C also provides a much cleaner and easier to type syntax for initializing strings. For example, the above statement can also be written as:

char ch_arr[] = "Hello World";

We have studied that string literal is a pointer the first character of the array, but there is an exception to this rule: when a string literal is used to initialize an array of characters as in the above statement, then it doesn't represent any address. That means we can't use pointer arithmetic with "Hello World". The all characters of the array ch_arr will be stored in the memory as:

memory-representation-of-a-string-1

What if the number of characters(including '\0') to be stored is less than the size of the array. In that case, the compiler adds extra null characters ('\0'). For example:

char name[10] = "john";

The array name will be stored in the memory as:

extra-null-characters

If the number of characters (including '\0') to be stored is greater than the size of the array, then compiler shows a warning message: excess elements in the array initializer.

Generally, the best way to create strings is to omit the size of the array, in which case the compiler computes it based on the number of characters present in the initializer.
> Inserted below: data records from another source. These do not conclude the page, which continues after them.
PR #4301, opened 2018-03-24
Add Dns name look up clustering for container frameworks

jsukhabut:
Docker/Kubernetes can communicate with other containers using DNS name lookup.  When the silo containers are scaled and there are multiple instances, we can use Dns.GetHostEntry to look up the multiple addresses and pass it to UseStaticClustering().

The problem is that this list is static so as I scale up and down, or as containers shutdown and restart, the client only has a static list of gateways.  We should do a continuous DNS resolution so the client will have the most recent list of IPs.
```
builder.UseDnsNameLookupClustering("mysilocontainer", 40000);
```
I had created a web UI Orleans client in a container and the silo in another container.  After scaling the silo container up and down and failing out some of the original containers, the client could no longer connect with the silo because it has a stale IP list.

### DIFF
--- a/src/Orleans.Core/Configuration/Options/DnsNameGatewayListProviderOptions.cs
+++ b/src/Orleans.Core/Configuration/Options/DnsNameGatewayListProviderOptions.cs
@@ -1,0 +1,21 @@
+using System;
+using System.Collections.Generic;
+
+namespace Orleans.Configuration
+{
+    /// <summary>
+    /// Options for Configure DnsNameGatewayListProviderOptions
+    /// </summary>
+    public class DnsNameGatewayListProviderOptions
+    {
+        /// <summary>
+        /// Dns name to use
+        /// </summary>
+        public string DnsName { get; set; }
+
+        /// <summary>
+        /// Port to use
+        /// </summary>
+        public int Port { get; set; }
+    }
+}
--- a/src/Orleans.Core/Messaging/DnsNameGatewayListProvider.cs
+++ b/src/Orleans.Core/Messaging/DnsNameGatewayListProvider.cs
@@ -18,13 +18,11 @@ namespace Orleans.Messaging
     public class DnsNameGatewayListProvider : IGatewayListProvider
     {
         private readonly DnsNameGatewayListProviderOptions options;
-        private readonly TimeSpan maxStaleness;
-        private readonly ILoggerFactory loggerFactory;
+        private readonly TimeSpan maxStaleness;        
         private readonly ILogger logger;
 
         public DnsNameGatewayListProvider(ILoggerFactory loggerFactory, IOptions<DnsNameGatewayListProviderOptions> options, IOptions<GatewayOptions> gatewayOptions)
-        {
-            this.loggerFactory = loggerFactory;
+        {            
             this.logger = loggerFactory.CreateLogger<DnsNameGatewayListProvider>();
             this.options = options.Value;
             this.maxStaleness = gatewayOptions.Value.GatewayListRefreshPeriod;
@@ -35,24 +33,32 @@ namespace Orleans.Messaging
         public Task InitializeGatewayListProvider() => Task.CompletedTask;
 
 
-        public Task<IList<Uri>> GetGateways()
+        public async Task<IList<Uri>> GetGateways()
         {
             try
             {
-                var endpointUris = Dns.GetHostEntry(this.options.DnsName)
+                var addresses = (await Dns.GetHostEntryAsync(this.options.DnsName))
                                                 .AddressList
-                                                .Select(a => new IPEndPoint(a, this.options.Port).ToGatewayUri())
-                                                .OrderBy(a => a.AbsoluteUri)
+                                                .OrderBy(a => a.ToString())
                                                 .ToList();
 
-                return Task.FromResult<IList<Uri>>(endpointUris);
+                var endpointUris = addresses.Select(a => new IPEndPoint(a, this.options.Port).ToGatewayUri())
+                                            .ToList();
+                
+                if (this.logger.IsEnabled(LogLevel.Debug))
+                {
+                    var addressesStr = string.Join("\n", addresses.Select(s => s.ToString()));
+                    this.logger.Debug($"DNS Gateway {this.options.DnsName} resolved to: \n {addressesStr}");
+                }
+
+                return endpointUris;
             }
             catch (System.Net.Sockets.SocketException se)
             {
                 if (se.Message == "No such host is known")
                 {
-                    logger.Warn(ErrorCode.ProxyClient_GetGateways, $"No addresses found for silo gateways with DNS hostname: {this.options.DnsName}");
-                    return Task.FromResult<IList<Uri>>(new List<Uri>());
+                    logger.Warn(123, $"No addresses found for silo gateways with DNS hostname: {this.options.DnsName}");
+                    return new List<Uri>();
                 }
                 throw;
             }
--- a/src/Orleans.Core/Messaging/DnsNameGatewayListProvider.cs
+++ b/src/Orleans.Core/Messaging/DnsNameGatewayListProvider.cs
@@ -1,0 +1,55 @@
+using System;
+using System.Collections.Generic;
+using System.Linq;
+using System.Net;
+using System.Threading.Tasks;
+using Microsoft.Extensions.Options;
+using Orleans.Configuration;
+using Orleans.Runtime;
+
+namespace Orleans.Messaging
+{
+    /// <summary>
+    /// This Gateway list provider looks up ip addresses based on a dns
+    /// name.  This is ideal for container environments (kubernetes, swarm)
+    /// as well as Service Fabric using the dns feature.
+    /// </summary>
+    public class DnsNameGatewayListProvider : IGatewayListProvider
+    {
+        private readonly DnsNameGatewayListProviderOptions options;
+        private readonly TimeSpan maxStaleness;
+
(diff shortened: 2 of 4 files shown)


jms69:
@dotnet-bot test functional
@dotnet-bot test bvt

jms69:
@dotnet-bot test bvt

src/Orleans.Core/Messaging/DnsNameGatewayListProvider.cs
```diff
@@ -0,0 +1,73 @@
...
+        #region Implementation of IGatewayListProvider
+
+        public Task InitializeGatewayListProvider() => Task.CompletedTask;
+
+
+        public Task<IList<Uri>> GetGateways()
+        {
+            try
+            {
+                var endpointUris = Dns.GetHostEntry(this.options.DnsName)
```
benjaminpetit: Why not use `Dns.GetHostEntryAsync` here?

src/Orleans.Core/Messaging/DnsNameGatewayListProvider.cs
```diff
@@ -0,0 +1,73 @@
...
+    /// <summary>
+    /// This Gateway list provider looks up ip addresses based on a dns
+    /// name.  This is ideal for container environments (kubernetes, swarm)
+    /// as well as Service Fabric using the dns feature.
+    /// </summary>
+    public class DnsNameGatewayListProvider : IGatewayListProvider
+    {
+        private readonly DnsNameGatewayListProviderOptions options;
+        private readonly TimeSpan maxStaleness;
+        private readonly ILoggerFactory loggerFactory;
```
benjaminpetit: Not very important: You don't use the loggerFactory in the class at all, you could remove this field

src/Orleans.Core/Messaging/DnsNameGatewayListProvider.cs
```diff
@@ -0,0 +1,73 @@
...
+{
+    /// <summary>
+    /// This Gateway list provider looks up ip addresses based on a dns
+    /// name.  This is ideal for container environments (kubernetes, swarm)
+    /// as well as Service Fabric using the dns feature.
+    /// </summary>
+    public class DnsNameGatewayListProvider : IGatewayListProvider
+    {
+        private readonly DnsNameGatewayListProviderOptions options;
+        private readonly TimeSpan maxStaleness;
```
benjaminpetit: Not very important: You keep a reference on the `DnsNameGatewayListProviderOptions`, you could just read the value from this option?

src/Orleans.Core/Configuration/Options/DnsNameGatewayListProviderOptions.cs
```diff
@@ -0,0 +1,21 @@
+using System;
+using System.Collections.Generic;
+
+namespace Orleans.Configuration
+{
+    /// <summary>
+    /// Options for Configure DnsNameGatewayListProviderOptions
+    /// </summary>
+    public class DnsNameGatewayListProviderOptions
```
benjaminpetit: Could we have a validator for this option, for example check if the port is not equal to `0` or check if the `DnsName` is resolvable?

benjaminpetit:
Thanks for your contribution!

Even if this seems low risk, I think we should wait to merge this and not include it in the first 2.0 release. If people wants to use this provider, they can copy it and inject it themself in the `SiloHostBuilder`.

The main risk I see with such provider is on how often the DNS results are updated in the infrastructure and how Orleans client will react when a gateway disappear from the list if it is still connected.

Also you will still need a membership provider for the silos (azure, consul, ...), the same connection string can be used for the client.

I want to also point that **silo endpoints are not supposed to be public**, be sure to keep them on private/internal endpoint since we don't have any security or validation on connection.

jms69:
I am working on some AKS [samples](https://github.com/jms69/orleans/tree/akssample/Samples/2.0/Kubernetes).

 The built-in discovery mechanism of Kubernetes is using DNS name resolution.  In one deployment scenario, I am deploying the silo containers as a service with no ClusterIP (internal vip).  See [diagram](https://github.com/jms69/orleans/blob/akssample/Samples/2.0/Kubernetes/deployment/AKS/twoservices.png).  Each pod of the service is internal and not exposed.  The service can be located by DNS name and the IPs of all instances will be returned when resolved.  I am using DnsNameGatewayListProvider locally within the sample code.  I prefer this method because UseAzureStorageClustering()requires me to inject the azure storage connection string in the client container so the container will have write credentials to the storage and membership table.

One other consideration is that the silo can easily switch to other membership providers, for example using consul internally in the Kubernetes cluster.  The client will be unaffected by this change when using DNS name resolution.

I totally understand the decision to make this a core code or not.  I will make the fix to DnsNameGatewayListProvider anyways then the decision can be made later if this should just be included or not.

benjaminpetit:
Hey, could you fix the comments on this PR? I think we can merge it for a future 2.1 release

jms69:
Ok.  I will do.  Sorry for the delay day job got in the way 🙂

jdom:
Ping @galvesribeiro as he was working on some deep integration with Kubernetes. Maybe it's unrelated, but just a heads up in case it makes sense to join forces.

benjaminpetit:
Not sure if I remembered correctly what you proposed previously @galvesribeiro , but the call to `Dns.GetHostEntry`` is supposed to return the IP of the running silos. So Orleans will connect directly to individual silos.

If it is not the case and instead return the IP of K8 nodes or Swarm worker, then yes this will not work properly. Orleans client expect to have a direct connections to the cluster, since it is doing some logic based on the ip address of the silos.

galvesribeiro:
There are 2 levels of DNS used by KubeProxy and Kubeletes.

1. Pod DNS -> Resolve to the single Pod IP in the cluster.
2. Service DNS -> It resolve to (1) the Service IP or (2) the active Pods IPs selected by the deployment selector. In case of Service IP, it will use a balancing algoh like Round Robin for example.

This PR assume the settings on Kube Deployment is using a Service DNS resolving to Pods IPs which is not _always_ true as the user can configure it to resolve to a load balancer.

Regardless of how it was configured, there still the OS' DNS cache TTL. I think we will eventually hit problems and more questions with it.

Both Kubernetes and Swarm deserves a proper membership provider crafted to its reality and not just _trust_ on DNS names and that was the motivation to create that provider.

jms69:
@galvesribeiro I do not disagree that we need a membership provider for Kubernetes and Docker especially for silo-to-silo discovery.  It would be grate if reminders and state storage can be added as a single solutions in Kubernetes.

This DNS clustering name lookup is just an extension of the static gateway one.  I am deploying to silo's as a statefulset set with a specific number of instance, and I want to inject the IPs of these silos to my client why not a simple DNS lookup that returns multi-ip response of all the silos that exists?  Yes there is a small refresh delay if I scale down but I think that will exist with any provider.  This was the scenario I was building in my example (note that in the example still uses Azure table for silo-to-silo membership) https://github.com/jms69/orleans/tree/akssample/Samples/2.0/Kubernetes/deployment/AKS

Deploying ZooKeeper/Consul in the cluster would also achieve a complete solution.  There are many options here, DNS resolution is just one of them.

galvesribeiro:
@jms69 

>  It would be grate if reminders and state storage can be added as a single solutions in Kubernetes.

Reminders can easily be integrated. I'll do it later on in another package. Storage... I need to think more about that... Kubernetes objects are meant to store metadata (like I did in the provider) so Clustering info and reminders are ok. However, persist full grain state is something that would heavily impact the performance of Kubernetes internal ectd, so I would not do that. In other hand, there are distributed storage mechanisms on Kubernetes that can be useful to store grain state. I just need to have a look on it later on.

Well, if your intent is just to have Orleans _running_ on Kubernetes feel free to extent the gateway provider to have the option to resolve thru DNS names. However, I'm against this PR be merged on Orleans main source code but instead, it should be its own package and probably OrleansContrib is the best place to keep it. 

IMHO, have this on Orleans core would bring more confusion to users than benefits and if the intent is to properly support Kubernetes on Orleans main code, I would bring in the provider. 

Again, this is my own opinion and the core team can think different and merge it on their own.

jms69:
DNS gateway lookup is just as practical as the Static Gateway.  In some scenarios I want a static gateway list that has IP resolvable at runtime and not config time.  This scenario is not specific to Kubernetes.  I am currently building a Service Fabric app and am considering using the DNS look up feature as well because it seems Microsoft.Orleans.Clustering.ServiceFabric seems to have disappeared from the nuget.

The class is so small with no dependencies so it can either be in the main code or separate nuget.

src/Orleans.Core/Configuration/Options/DnsNameGatewayListProviderOptions.cs
jms69: Validator for port < 0 completed.

I put in the DnsName resolvable validator but took it out.  The component already warns if DnsName is not resolvable and the silo handles the empty list accordingly.  The nice part is that it recovers very nicely once the DNS name is registered.

There are scenarios where the client component/frontend may complete deployment before the backend silo have not completed deployment and the DNS entries have not been registered.  If we throw in validation the client may crash on Init.

galvesribeiro: The client should throw if there is no gateways available because the DNS isn't there. No problem with that. The client has an optional parameter to pass a delegate for retries so it can retry again. It is common to have the client initialize faster than silos.

benjaminpetit:
Closing because it appears that it is not needed anymore. Fell free to update this thread if you disagree

GersonDias:
What is the recommend way for hosting silos on kubernetes? There are some guidance on it?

For example:

char str[] = "this is the best way";

It is important to note that omitting the size doesn't mean that length of array str can be increased or decreased sometimes later in the program (to resize length of an array use malloc() or calloc()) . Once the program is compiled the size of the str is fixed to 21 bytes. Since counting characters in a long string is an error-prone process, this method is also preferred when the string is too long.

Let's conclude this chapter by creating two simple programs.

Example 1:

The following program prints characters of a string and address of each character.

#include<stdio.h>

int main()
{
    int i;
    char str[5] = "hello";

    for(i = 0; str[i] != '\0'; i++)
    {
        printf("Character = %c\t Address = %u\n", str[i], &str[i]);
    }

    // signal to operating system program ran fine
    return 0;
}

Expected Output:

Character = h Address = 2686752
Character = e Address = 2686753
Character = l Address = 2686754
Character = l Address = 2686755
Character = o Address = 2686756

Note: Address may differ every time you run the program

The important thing to note in the program is the terminating condition in the for loop which says: keep looping until the null character is encountered.

Example 2:

The following program prints characters in the string and address of the characters using a pointer.

#include<stdio.h>

int main()
{
    int i;
    char str[6] = "hello";
    char *p;

    for(p = str; *p != '\0'; p++)
    {
        printf("Character = %c\t Address = %u\n", *(p), p);
    }

    // signal to operating system program ran fine
    return 0;
}

Expect Output:

Character = h Address = 2686752
Character = e Address = 2686753
Character = l Address = 2686754
Character = l Address = 2686755
Character = o Address = 2686756

Note: Address may differ every time you run the program

How it works ?

Here we have assigned array name str (which is a pointer to char or (char*) ) to pointer variable p. After this statement both p and str points to the same the same array. Now we can use pointer arithmetic to move back and forth to access elements in the array. Each iteration of for loop increment the value of p by 1. The for loop stops when p points to the address of null character ('\0').